Texto leído en la presentación de "Resonancia de las cosas" de Marcelo Leites, en el Café Montserrat de Buenos Aires, el 22.10.09
Un mapa sin raíz firme
Objetos, cómo son los objetos en la vida cotidiana, rinden lo poco que pueden rendir, cada uno sujeto a su actividad, a su ciclo, animado de su tarea, que es su ser: dejarse llevar por el flujo de las cosas en el río, el ciclo de la lombriz , el instinto, la persistencia; rostros iluminados por la alquimia de un disco que gira; llegar al claro del bosque; tirarse al agua en la pileta: el pensamiento es la confusión del fondo sin límites; el emerger un equilibrio de lo cotidiano (esto sucede en una pileta de natación, hay que aclararlo, y es esto un énfasis especial en la funcionalidad de lo que vemos, en la familiaridad que les da el uso a las cosas: la señora que se queja del pataleo, el cartel en una pared del natatorio).

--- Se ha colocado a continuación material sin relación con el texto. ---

PR #2500, opened 2022-06-22
Enable APW tests and disable APW in Pulumi

Pavel910:
## Changes
This PR extracts APW Pulumi config into `apps/api/pulumi` while it's still in development. Also, APW is removed from `app-serverless-aws` package until it's ready to be released. This way the app is not enabled even if WCP license allows you to access it.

Los tres árboles sin el aura de Juan: veamos este breve poema: no hay aura, apenas una sospecha debida a la inclinación de un sauce. Al aura no se lo ve, sino que se lo supone o se lo presiente en un gesto del árbol, se diría. El árbol es la primera escala de lo vivo, ese límite entre cosas y seres donde se dibuja la posibilidad de un ser en todo lo que existe. El árbol es esa conciencia difusa, es inteligencia.
Segunda parte:
Ahora las miniaturas, o imitaciones: estos poemas breves no son haikus formalmente, ni son esas concentraciones de sabiduría
que se espera de los aforismos; ni sentencia ni señal:
Sólo un aire de enigma en lo sabido: se escucha el sonido de los rieles del tren, señal de mal tiempo. Una nueva y apenas perceptible señal.
En la tercera parte, las constelaciones, los "invisibles lazos" que unen a la especie, "la casa, la madera el fuego serán la materia" de sostén, pero esto, si uno puede cantar de amor fuera de la casa.
Los objetos comienzan a presentarse como símbolos de nuevo: esta magnífica alusión al construir afuera para tener cobijo y leña, es un punto de reflexión en el libro: cada objeto podría ser un caleidoscopio, cada brizna el universo, según el canon panteísta oriental, en el que se funden el microcosmos con el cosmos aun habiendo mencionado simplemente las cosas, aludido a un lugar; cosas en función. Parece aparecer la conciencia de que esas cosas siguen siendo palabras, que hay una celebración más allá de ellas, una vida a celebrar, pero que antes que nada se celebra, en ausencia de nosotros: el iris de unas pupilas, las mariposas, una lejana media luna y el vuelo blanco del viaje parecen delimitados y parecen una misma cosa. ¿El hablar verdadero está en el oír el silencio de los otros?
De nuevo un silencio, más allá de toda sabiduría, después del poema al padre, que ha sido un maestro, con el que es necesario encontrarse para hablar las palabras que se dejaron de hablar cuando las palabras eran un abrazo interminable.
Hemos dejado de ser niños, dice el poema de Leites; y con ello, parece decir, hemos comprendido que las palabras son historias mínimas en un mapa que no tiene raíz firme.
De modo que: ya está bien de retórica, ¿eh?, dice el poeta.
El libro entonces recupera la memoria -en Navidad olía siempre a pintura fresca- y apuesta a que la nostalgia ilusoria restablece alguna conexión con lo que fue, y ahora, con las astillas de la mesa, que son a la vez metáfora del yo astillado y objeto otra vez, ahora “cargado de humanidad” -diría Rilke- y de universo.